■ REQUIRED WORK ■
Every line containing the string "uploaded" is to be copied from the records.

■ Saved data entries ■
PR #361, opened 2026-09-23
QSL-191: S6a family kind and seam dispatch (FR-090-AC-4, TC-385)

kreneskyp:
Linear: QSL-191 (FR-090-AC-4, TC-385).

## FR-090 variant-count contradiction, resolved by lead ruling (b)

FR-090 lines 43-45 define the S6a family kind as one variant per family that implements `ReferenceEvaluation`. Lines 164-165 and 473, TC-385 step 1 and ADR-012 §5.1 S1 fixed five variants. Only `Value` implements `ReferenceEvaluation`, and the spec defines no environment, `Observed` type or `FamilyContract` for the other four. Ruling (b): the definition wins. The S6a kind is the `ReferenceEvaluation` families, which today is `{Value}`. It never has a `Relation` variant, and the seam has one arm per variant. No hook is stubbed.

## Code
- `S6aFamilyKind { Value }` in the check core (`src/family/mod.rs`), with a `#[cfg(seam_probe)]` variant.
- `evaluate_declaration` (`src/value/expression/mod.rs`): the S6a seam, one arm per variant and no `_` arm, with `wildcard_enum_match_arm` and `match_wildcard_for_single_variants` denied. It builds the `Evaluation` from the hook result and the env. `CheckedPackage::call` now evaluates through it. `From<EvalOutcome<T>> for FamilyOutcome<T>` is the pass-through.
- `FamilyOutcome` gets a `#[cfg(seam_probe)]` variant. The seam-probe list adds `evaluate_declaration` and `ValueFunctionFamily::evaluate`, the one lib `match` over `FamilyOutcome`.

## Spec
FR-090 (Behavior, Inputs, Dependencies, Status), TC-385 (step 1, Status), ADR-012 §5.1 S1, `spec/spec.md` and `spec/tests.md` now state the rule.

## Tests (TC-385)
- `s6a_family_kind_admits_no_relation_and_family_outcome_has_two_arms` (unit): exhaustive matches over `S6aFamilyKind` and `FamilyOutcome<Value>`, each with no `_` arm. Each S6a kind goes through the seam against an empty package and returns `Err(InternalFault)` with stage `S6a` and invariant `checked-identity-not-resolved-by-package`. A declared identity through the seam returns `Evaluated(Completed(3))`.
- `both_family_outcome_arms_reach_a_caller_through_the_s6a_seam` (it): `CheckedPackage::call` returns `FamilyEvaluated(Refused)` with code `cardinality_out_of_bound`/`above-maximum` for a 2-member binding declared `[0,1]`, and `Evaluated(Completed(1))` for a 1-member binding.

## Mutation proofs
- A `Relation` variant added to `S6aFamilyKind`, with a seam arm so the lib builds: the lib test build fails with E0004 at the test's `s6a_family_name` match.
- A third `FamilyOutcome` variant, with an arm in `ValueFunctionFamily::evaluate` so the lib builds: the lib test build fails with E0004 at the test's `outcome_arm` match.
- `cargo xtask seam-probe` run before the list update reported both new seams as unexpected-but-present. After the update it confirms 6 locations.

`make ci`: exit 0.


kreneskyp:
Review findings on 2f768e13 fixed in d3167121. origin/main is merged in: #359 (qsl-forms) and #360 (K4, merged in 7678b6a9).

- **M1:** FR-063's seam-probe list and AC-6 now name the S6a seam `evaluate_declaration`. The deleted stage-participation table and its `Relation` evaluation arm are gone from both.
- **M2:** `S6aFamilyKind::family` maps each S6a kind to its `FamilyKind` with an exhaustive match. A compile-time check rejects any mapping to `Relation`, and any two kinds that map to the same family.
  - Mutation: add a `Relation` variant, and write `Value | Relation => FamilyKind::Value` in `family()`, the seam and the test. The build fails with E0080 "two S6a family kinds map to one FamilyKind".
  - Mutation: map `Relation => FamilyKind::Relation`. The build fails with E0080 "an S6a family kind maps to FamilyKind::Relation".
- **M3:** the migration recipe now lists the S6a variant, the `family()` arm, the seam arm and the TC-385 arm. It says the evaluator is reached through `evaluate_declaration`.
- **L1:** `s6a_family_kinds!` declares the enum and `S6aFamilyKind::ALL` from one list, and TC-385 iterates `ALL`.
- **L2:** the seam doc now says `identity` and `env` are `Value`'s, and that the next migrating family reshapes them.
- **L3:** the xtask test is now `checked_in_locations_name_functions_that_hold_a_match`. It checks with syn that each location names a function that holds a `match`. Renaming a list entry makes it fail. `S6aFamilyKind::family` is added to the list, which now has 7 entries.
- **L4:** added an ADR-011 §6.2 row for `family`: layer 3, `check` core.

`make ci` on 7678b6a9: exit 0.

PR #210, opened 2018-11-16
Fix: Use Sun - Sat weeks for NALD

swaff:
WATER-1632

Changes week calculations to us weeks that start on Sundays.

Sets the global moment locale to en-gb, but then adds a nald-dates
module for calculating the weeks, where a local locale of `en` is used
which treats weeks as running Sun - Sat.

Updates any existing code that used `startOf` or `endOf` and routes
through nald-dates.

### DIFF
--- a/src/modules/returns/lib/model-returns-mapper.js
+++ b/src/modules/returns/lib/model-returns-mapper.js
@@ -2,6 +2,7 @@ const { get, pick } = require('lodash');
 const moment = require('moment');
 const { convertToCubicMetres, convertToUserUnit } = require('./unit-conversion');
 const uuidv4 = require('uuid/v4');
+const naldDates = require('../../../lib/nald-dates');
 
 /**
  * Converts a line from the returns service to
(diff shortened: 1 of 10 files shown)


src/modules/returns/lib/model-returns-mapper.js
```diff
@@ -92,13 +93,14 @@ const getYears = (startDate, endDate) => {
...
   do {
+    const week = naldDates.getWeek(datePtr);
     lines.push({
-      startDate: datePtr.startOf('week').format('YYYY-MM-DD'),
-      endDate: datePtr.endOf('week').format('YYYY-MM-DD'),
+      startDate: week.start.format('YYYY-MM-DD'),
+      endDate: week.end.format('YYYY-MM-DD'),
       timePeriod: 'week'
     });
     datePtr.add(1, 'week');
```
james-siteclick: Do we maybe need the same fix proposed in the import service?

PR #278, opened 2019-01-25
Feat: Adds user status resource

swaff:
WATER-1833

Adds a new resource at `/user/id/status` that gives an overview of the
licences and companies a user is associated with.


src/modules/users/controller.js
```diff
@@ -0,0 +1,80 @@
...
+  return documentHeaders
+    .filter(doc => doc.company_entity_id === companyEntityId)
+    .map(doc => ({
+      documentId: doc.document_id,
+      licenceRef: doc.system_external_id,
+      licenceHolder: get(doc, 'metadata.contacts[0].name', '')
+    }));
+};
+
+const getCompanyOutstadingVerifications = (company, verifications) => {
```
james-siteclick: Should this be getCompanyOutstandingVerifications?

PR #313, opened 2019-02-15
Adds an API endpoint to review an uploaded returns JSON file

james-siteclick:


src/modules/returns/controller.js
```diff
@@ -120,9 +121,55 @@ const postUploadXml = async (request, h) => {
...
+ */
+const postUploadPreview = async (request, h) => {
+  const { eventId } = request.params;
+  const { companyId } = request.payload;
+
+  try {
+    // Load event - 404 if not found
+    const evt = await Event.load(eventId);
+    if (!evt) {
+      return notFound(h, `Return upload event not found`, eventId);
```
swaff: Could we use Boom here?

PR #331, opened 2019-02-26
Feature/1935 updated json to xml mapping

swaff:


src/lib/connectors/idm.js
```diff
@@ -1,23 +1,23 @@
...
+    external_id: { $in: ids }
   });
 };
 
-module.exports = {
-  usersClient
+/**
+ * Find a single user that has the given user name
+ */
+usersClient.getUserByUserName = async userName => {
```
james-siteclick: Do we need to limit this to the water_vml application in the IDM?

src/modules/returns/lib/xml-to-json-mapping.js
```diff
@@ -41,19 +55,27 @@ const wasMeterUsed = (meterUsage) => {
...
-  const unitOfMeasurement = ret.get('tns:GorPart', options).get('tns:FullReturnStructure', options).get('tns:UnitOfMeasurement', options).text();
-  if (unitOfMeasurement === 'CubicMetres') return 'm³';
-  return null;
+  const unitOfMeasurement = ret
+    .get('tns:GorPart', options)
+    .get('tns:FullReturnStructure', options)
+    .get('tns:UnitOfMeasurement', options)
+    .text();
+
+  return (unitOfMeasurement === 'CubicMetres') ? 'm³' : null;
```
james-siteclick: Are we certain that only CubicMetres is supported in the XML, or do we need to support other units

src/modules/returns/lib/jobs/xml-to-json.js
```diff
@@ -40,9 +41,12 @@ const handleReturnsXmlToJsonStart = async job => {
...
 
   try {
-    const s3Object = await returnsUpload.getReturnsS3Object(job.data.eventId);
+    const [s3Object, userResponse] = await Promise.all([
+      returnsUpload.getReturnsS3Object(job.data.eventId),
+      idmConnector.usersClient.getUserByUserName(evt.issuer)
+    ]);
 
-    const json = mapXml(parseXmlFile(s3Object.Body));
+    const json = await xmlToJsonMapping.mapXml(parseXmlFile(s3Object.Body), userResponse.data[0]);
```
james-siteclick: Do we need to check the user has been loaded correctly before passing to the mapping function?

PR #334, opened 2019-02-27
Feat: Use common return functions from helpers library

swaff:
WATER-1716

Functions to calculate return lines and NALD dates have been moved to
the water-abstraction-helpers library so this change deletes the
implementation in this project and makes use of the extracted functions.


src/modules/pdf-notifications/view-helpers.js
```diff
@@ -2,7 +2,7 @@ const moment = require('moment');
 const { chunk } = require('lodash');
 const naldRegions = require('./data/nald-regions');
 const naldAreas = require('./data/nald-areas');
-const naldDates = require('../../lib/nald-dates');
+const naldDates = require('@envage/water-abstraction-helpers/src/nald/dates');
```
james-siteclick: Is it OK to be requiring things from the /src directory or is it best to go via an object path?

PR #335, opened 2019-02-28
Feat/water 1929

james-siteclick:
Adds endpoints to preview both a batch of uploaded returns and a single return from the batch.


src/modules/returns/controller.js
```diff
@@ -123,24 +128,67 @@ const postUploadXml = async (request, h) => {
...
+
+    if (!match) {
+      throw Boom.notFound(`Return ${returnId} not found in upload`);
+    }
+
+    const validated = await uploadValidator.validate([match], companyId);
+
+    // Load return from return service in order to get metadata
+    const response = await returnsConnector.returns.findOne(returnId);
+    throwIfError(response.error);
```
swaff: I think these to things to happen at the same time.

e.g. something like

```
const [validated, returnsResponse] = await Promise.all([
  uploadValidator.validate([match], companyId),
  returnsConnector.returns.findOne(returnId)
])
```

src/modules/returns/pre-handlers.js
```diff
@@ -42,7 +42,8 @@ const preLoadJson = async (request, h) => {
 const preCheckIssuer = async (request, h) => {
   const { evt } = request;
   const { eventId } = evt;
-  const { userName } = request.payload;
+  const { userName } = request.query;
+  console.log(userName);
```
swaff: ✂️

test/modules/returns/controller.js
```diff
@@ -171,12 +184,87 @@ experiment('postUploadPreview', () => {
...
+  });
+
+  afterEach(async () => {
+    sandbox.restore();
+  });
+
+  test('throws a 404 error if the requested return ID is not in the array', async () => {
+    const request = requestFactory('z');
+    try {
+      await controller.getUploadPreviewReturn(request, h);
```
swaff: I think we should add a `fail` call here in case in the future the error is not thrown as part of a refactor or something. The test will silently pass in that case.

```
try {
  await controller.getUploadPreviewReturn(request, h);
  fail('this should never happen')
}.....
```

PR #338, opened 2019-03-01
Feat: Adds a script to create/delete test returns

swaff:
Usage:

`node scripts/returns create the-return-id`
`node scripts/returns show`
`node scripts/returns delete the-return-id`
`node scripts/returns delete-all`


scripts/returns/data-access.js
```diff
@@ -0,0 +1,124 @@
...
+  returnsConnector.versions.findAll({ return_id: returnId });
+
+/**
+ * Deletes all return lines that have the given version ids.
+ *
+ * @param {Array} asyncversionIds The list of version ids to delete matching lines for
+ * @returns {Promise} A promise that will resolve to all deleted line calls
+ */
+const deleteLines = async versionIds => {
+  // get all the lines for the version ids
```
james-siteclick: Although I don't think it's documented, I think you should be able to delete multiple lines with a single request:
```
returnsConnector.lines.delete({
    version_id: {
      '$in': versionIds
    }
  });
```
I'll add an issue in Github on the hapi-pg-rest-api that delete many is not documented.

PR #394, opened 2019-04-11
Feat: Include expired licences in internal search

swaff:
WATER-1976

Updates the internal search to include expired licences as well when
search for a licence internally.

Allow communications to be acquired for expired licences

Adds partial document details to the licence response
Adds earliest expiry date and reason to the licence response

### DIFF
--- a/src/modules/licences/controller.js
+++ b/src/modules/licences/controller.js
@@ -70,7 +70,7 @@ const wrapData = data => ({
   data
 });
 
-const addEarlistEndDate = licence => {
+const addEarliestEndDate = licence => {
   const dates = [
     { key: 'expired', date: licence.licence_data_value.EXPIRY_DATE },
     { key: 'lapsed', date: licence.licence_data_value.LAPSED_DATE },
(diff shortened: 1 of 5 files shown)


src/modules/licences/controller.js
```diff
@@ -56,18 +70,48 @@ const wrapData = data => ({
   data
 });
 
+const addEarlistEndDate = licence => {
```
james-siteclick: addEarliestEndDate

src/modules/licences/controller.js
```diff
@@ -56,18 +70,48 @@ const wrapData = data => ({
...
+      date.date = moment(date.date, 'DD/MM/YYYY');
+      return date;
+    })
+    .filter(date => date.date.isValid())
+    .sort((l, r) => {
+      if (l.date.isSame(r.date)) return 0;
+      return l.date.isBefore(r.date) ? -1 : 1;
+    })
+    .map(date => {
+      date.date = date.date.format('YYYYMMDD');
```
james-siteclick: Generally the date format in the application is YYYY-MM-DD - just wondering if there's a reason for using YYYYMMDD?

src/modules/licences/controller.js
swaff: Bah, I did that so many other times as well.

PR #420, opened 2019-05-02
Feat: Adds XML upload tests

swaff:
WATER-2117

Adds an integration test that takes example xml returns data, transforms
it to JSON, then validates it using the return model schema to ensure
that these components work together and to provide an early warning if
any future changes introduced a breaking change.

### DIFF
--- a/test/modules/returns/lib/xml-to-json-integration.js
+++ b/test/modules/returns/lib/xml-to-json-integration.js
@@ -1,0 +1,102 @@
+/**
+ * Integration test to ensure the output of the XML to
+ * JSON mapper outputs JSON that validates against the
+ * returns model schema.
+ */
+
+const { expect } = require('code');
+const sinon = require('sinon');
+const sandbox = sinon.createSandbox();
+const {
+  beforeEach,
+  afterEach,
+  experiment,
+  test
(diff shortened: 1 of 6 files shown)


test/modules/returns/lib/xml-to-json-integration.js
```diff
@@ -0,0 +1,102 @@
...
+    stubReturn('03/79/22/1230', '10083015');
+    const parsed = await getParsedTestFile('nil-return');
+    const returns = await mapXml(parsed, getTestUser(), today);
+
+    returns.forEach(ret => {
+      const result = Joi.validate(ret, returnSchema);
+      expect(result.error).to.be.null();
+    });
+  });
+});
```
james-siteclick: Would it be possible to add a test for the case where the XML file includes meter details?

swaff: The single-yearly-return.xml file that is parsed contains meter details, and the estimated-monthly-return.xml file does not contain meter details so this is covered.

Is this enough?

james-siteclick: Yes that's fine thanks :)

PR #432, opened 2019-05-10
Chore: Updates eslint and adds ignore file

swaff:


src/lib/connectors/db.js
```diff
@@ -13,21 +13,7 @@ pool.on('acquire', () => {
 });
 
 function promiseQuery (queryString, params) {
```
james-siteclick: Just wondering if the shape of the response has changed here

swaff: Good spot. Updated that now thanks.

PR #437, opened 2019-05-13
 Feat: Import data into new schema when in progres

swaff:
WATER-2116

Updates the import process so that the 'import' schema is not deleted
until the import has been completed in a new schema.

### DIFF
--- a/src/modules/import/extract.js
+++ b/src/modules/import/extract.js
@@ -19,6 +19,9 @@ const localPath = './temp/';
 const filePath = path.join(localPath, 'nald_dl.zip');
 const finalPath = path.join(localPath, 'NALD');
 
+const SCHEMA_IMPORT = 'import';
+const SCHEMA_TEMP = 'import_temp';
+
 /**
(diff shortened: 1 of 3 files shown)


src/modules/import/extract.js
```diff
@@ -76,31 +79,39 @@ async function getImportFiles () {
...
-  await dbQuery('DROP SCHEMA IF EXISTS "import" CASCADE');
-  await dbQuery('CREATE schema if not exists "import"');
+async function dropAndCreateSchema (schemaName = SCHEMA_IMPORT) {
+  await dropSchema(schemaName);
+  await createSchema(schemaName);
 }
 
+const swapTemporarySchema = async () => {
+  await dropSchema(SCHEMA_IMPORT);
+  await renameSchema(SCHEMA_TEMP, SCHEMA_IMPORT);
```
james-siteclick: Do we want a:
```
await dropSchema(SCHEMA_IMPORT);
```
Once they've been swapped?

PR #498, opened 2019-07-01
Fix: Updates means of determining return frequency

swaff:
WATER-2153

Changes the method of determining the return frequency when uploading
via CSV format using either the number of data rows (12 for a year, > 12
for daily) or the content of the date field (week ending ....)

Then with a good idea of the frequency, and list of accepted date
formats can be used to attempt to mitigate against client programs auto
formatting dates before export to CSV.

### DIFF
--- a/src/modules/returns/lib/csv-adapter/mapper.js
+++ b/src/modules/returns/lib/csv-adapter/mapper.js
@@ -1,11 +1,28 @@
-const { unzip } = require('lodash');
+const { unzip, flatMap } = require('lodash');
 const common = require('../common-mapping');
 const util = require('util');
 const parseCsv = util.promisify(require('csv-parse'));
 const moment = require('moment');
 const DATE_FORMAT = 'YYYY-MM-DD';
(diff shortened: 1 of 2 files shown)


src/modules/returns/lib/csv-adapter/mapper.js
```diff
@@ -4,8 +4,20 @@ const util = require('util');
...
+// preferred format for dates is D MMMM YYYY, but some applications
+// may output the CSV in another format. This list attempts to deal
+// with the unexpected formats without risking potential
+// crossovers between formats such at DD/MM/YYYY and MM/DD/YYYY
+const GDS_DATE_FORMATS = [
+  'D MMMM YYYY',
+  'DD MMMM YYYY',
+  'D MMM YYYY',
+  'DD MMM YYYY',
+  'D-MMMM-YYYY',
```
james-siteclick: I think one I have seen from Excel frequently is:
01-Apr-18
Presumably this is:  DD-MMM-YY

■ WORKED SOLUTION ■
Adds an API endpoint to review an uploaded returns JSON file
Adds endpoints to preview both a batch of uploaded returns and a single return from the batch.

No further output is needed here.